In 2008, Amtrak became aware of The Pullman Porters National Historic Registry of African American Railroad Employees, a five-year research project conducted by Dr. Lyn Hughes, for the A. Philip Randolph Pullman Porter Museum, and published in 2007. Amtrak enlisted the APR Pullman Porter Museum, and partnered with them using the registry to locate and honor surviving Porters through a series of regional ceremonies. Amtrak also attempted to locate additional survivors in order to interview them for a promotional project. A few remaining living former Pullman porters were found, all of whom were in their 90s or over 100 years old at that time. The project coordinator remarked, "Even today, observers are struck by how elegant the elderly men are. When we find them, they are dapper. They are men, even at this age, who wear suits and ties.”[13]


Abraham Lincoln Pullman sleeper car - each car received a name.
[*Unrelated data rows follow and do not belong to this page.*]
PR #273, opened 2018-04-27
DATAJPA-1336 remove unused imports

Chr1st0ph:
DATAJPA-1336 remove unused imports


schauder:
That's merged. Thank you.

PR #274, opened 2018-05-03
Added a cover page for epub output

Buzzardo:
I added a cover page for the epub output, now that the Spring data reference guides will
have epub output (through a commit against spring-data-build). I also added my name to the author list, added .DS_Store to .gitignore, and caught a couple other things.


mp911de:

PR #277, opened 2018-05-18
DATAJPA-1350 - Add utility to use JPA in a reactive environment.

mp911de:
Provide an Executor API that allows `EntityManager` and `JpaRepository` usage within a reactive application environment. Workloads are offloaded to a dedicated Scheduler to unblock the subscribing thread and to not block application threads. `DefaultJpaExecutor` requires a dedicated `Scheduler` that is exclusively used to process blocking workloads.

```java
Flux<User> read = executor.readMany(repository, JpaRepository::findAll);

Flux<User> read = executor.readMany(em -> {
	return em.createQuery("SELECT u FROM User u WHERE u.firstname = ?0")
				.setParameter(0, "foo")
				.getResultList();
});

Mono<Void> delete = executor.transactional().doInTransaction(repository, userRepository -> {
	userRepository.deleteAll();
	return null;
});

Mono<Void> delete = executor.transactional() //
		.withNoRollbackOn(RuntimeException.class) //
		.withRollbackOn(IllegalStateException.class) //
		.doInTransaction(repository, userRepository -> {
			userRepository.deleteAll();
			throw new IllegalStateException("e");
});
```

---

Related ticket: [DATAJPA-1350](https://jira.spring.io/browse/DATAJPA-1350).
See also https://github.com/spring-projects/spring-data-examples/tree/3fa8586b398f756994fb962ca6cb6fb82cf50e7d/web/webflux to see usage of `JpaExecutor` in the context of a WebFlux application.

### DIFF
--- a/pom.xml
+++ b/pom.xml
@@ -5,7 +5,7 @@
 
 	<groupId>org.springframework.data</groupId>
 	<artifactId>spring-data-jpa</artifactId>
-	<version>2.1.0.BUILD-SNAPSHOT</version>
+	<version>2.1.0.DATAJPA-1350-SNAPSHOT</version>
 
 	<name>Spring Data JPA</name>
 	<description>Spring Data module for JPA repositories.</description>
--- a/pom.xml
+++ b/pom.xml
@@ -158,6 +158,18 @@
 		</dependency>
 
 		<dependency>
+			<groupId>io.projectreactor</groupId>
+			<artifactId>reactor-core</artifactId>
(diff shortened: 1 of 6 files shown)


mp911de:
We're not merging this pull request yet as we're investigating on reactive relational database access.

mp911de:
With Spring Data R2DBC, there is no longer a need to build a bridge as we do not recommend offloading blocking calls to thread pools.

PR #278, opened 2018-06-05
DATAJPA-1359 - Remove reference to org.hibernate.Query by simplifying HibernateUtils.

schauder:
HibernateUtils made heavy use of reflection in order to support different versions of Hibernate.
With the current required version of Hibernate as indicated by the pom.xml this degree of flexibility is no longer needed.

Also:
Upgraded the Hibernate dependencies because 5.3.1 is now final and the latest Snapshot seems to be broken.
Therefore it seems sensible to depend on 5.3.1-Final and 5.3.2-SNAPSHOT respectively in hibernate-53 and hibernate-53-next.

### DIFF
--- a/pom.xml
+++ b/pom.xml
@@ -48,13 +48,13 @@
 		<profile>
 			<id>hibernate-53</id>
 			<properties>
-				<hibernate>5.3.0.Final</hibernate>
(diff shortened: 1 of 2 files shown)


schauder:
This is already merged.

PR #279, opened 2018-06-06
 DATAJPA-1156 Filter QueryHints for count queries in QuerydslJpaPredicateExecutor.

schauder:


mp911de:

PR #280, opened 2018-07-03
DATAJPA-1368 - Register ExposeRepositoryInvocationInterceptor to isolate repository method call exposure.

mp911de:
We now ship and register `ExposeRepositoryInvocationInterceptor` to expose proxy method invocations without interfering with `ExposeInvocationInterceptor`. `ExposeRepositoryInvocationInterceptor` is a copy of `ExposeInvocationInterceptor` that holds its own instance of the invoked method and that is isolated so no other component can affect the exposure of the invoked method.

Interceptors in the invocation chain can invoke methods on proxied objects (e.g. proxied `TransactionManager`) which override the invoked proxied method as `ExposeInvocationInterceptor` is a singleton. We previously lost the invoked method details.

---

Related ticket: [DATAJPA-1368](https://jira.spring.io/browse/DATAJPA-1368).

### DIFF
--- a/pom.xml
+++ b/pom.xml
@@ -5,7 +5,7 @@
 
 	<groupId>org.springframework.data</groupId>
 	<artifactId>spring-data-jpa</artifactId>
-	<version>2.2.0.BUILD-SNAPSHOT</version>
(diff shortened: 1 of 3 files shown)


schauder:
Done.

The Order of Sleeping Car Conductors was organized on February 20, 1918, in Kansas City, Missouri. Members had to be white males.[14] Because the order did not admit blacks, A. Philip Randolph began organizing the Brotherhood of Sleeping Car Porters.[15] Using the motto "Fight or Be Slaves", on August 25, 1925, 500 porters met in Harlem and decided to make an effort to organize. Under Randolph's leadership the first black union, the Brotherhood of Sleeping Car Porters, was formed and slowly working conditions and salaries improved.

By forming the first black labor union the Brotherhood of Sleeping Car Porters AKA Pullman porters also laid the groundwork for the Civil Rights Movement, which began in the 1950s. Union organizer and former Pullman porter E. D. Nixon played a crucial role in organizing the landmark Montgomery Bus Boycott in Alabama in 1955. It was he who bailed Rosa Parks out of jail after she refused to move on the bus, and who selected her as the figure to build the boycott around.[13]

By the 1960s, between the decline of the passenger rail system and the cultural shifts in American society, the Pullman porters' contribution became obscured, becoming for some in the African American community a symbol of subservience to cultural and economic domination.[10]

The Pullman Company went out of business in 1969, and the railroads no longer followed the practice of hiring only black men as porters. In 1978, the Brotherhood of Sleeping Car Porters merged with the larger Brotherhood of Railway and Airline Clerks.[16]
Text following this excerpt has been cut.